And really, that's all there is to it. There may be a few things in the code above you will need to edit to make work for you. Which brings us to...

*STEP 4.*
- Find the text on the 1st line of code above that reads: *src="audio-player.js"*
If your HTML file and audio-player.js are in the same directory, you can leave it alone. Otherwise you will need to add a path in front of that audio-player.js so it knows where to find it. 

Example: *src="../javascripts/audio-player.js"*

- Find the 2nd and 4th line of code above. On the 2nd line find: *id="audioplayer1"* and on the 4th line find: *value="playerID=1*
Both numbers in those two snippets of code must be the same number. They must also be unique to other instances of audio-player.js on the page. So if you add a bunch of these players, each player will have a unique number as reflected in those two variables. Note: Unlike many other flash audio players where a single player may contain a whole collection of songs, this player only plays a SINGLE song. So you need to add one of these instances for each song you would like to play. The above code enables the players to know, among other things, if a user has hit play on two players at once. In this case, it will stop the first before playing the second.

- The most important part. On line 4 find: *soundFile=[*** PATH TO YOUR MP3 FILE ***]"*
You will obviously need to change that to the path of your MP3 file. So, for example, it might look something like this: *soundFile=mp3s/CinematicSomethingOrOther.mp3"* when you're done.

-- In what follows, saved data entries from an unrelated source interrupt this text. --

PR #502, opened 2023-06-09
E2E: Write a first cypress end-to-end test for the Datahub

cmoinier:
### JIRA issue
https://jira.camptocamp.com/browse/GSHDF-701

### To-do

- [x]  Header
- [x] Home page
- [x] Dataset list
- [x] Organizations
- [x] Dataset page (remains : external links)

### Run the tests

`ng e2e datahub-e2e --watch` to see the tests live

or 

`ng e2e datahub-e2e` to run in headless mode


jahow:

I think that's it. I'm happy to answer other questions. That being said, I'm still very new here and honored that anyone would care about anything I do. The talent around here is a little initimidating for newcomers like me. :lol:


----------



## Niah (Mar 19, 2008)

thanks alot for this


----------



## Angel (Mar 19, 2008)

+1 for thanks


----------



## billval3 (Apr 6, 2008)

Does anyone know what kind of a workaround I would need to make this work on a blog? I like that it doesn't load the clip until you click the play button. I can't get it to work in Typepad, though.

UPDATE:
I figured out what the problem was. You also need to upload a file called player.swf to your webhost. You can get both files at the original author's site:

http://www.1pixelout.net/code/audio-player-wordpress-plugin/ (http://www.1pixelout.net/code/audio-pla ... ss-plugin/)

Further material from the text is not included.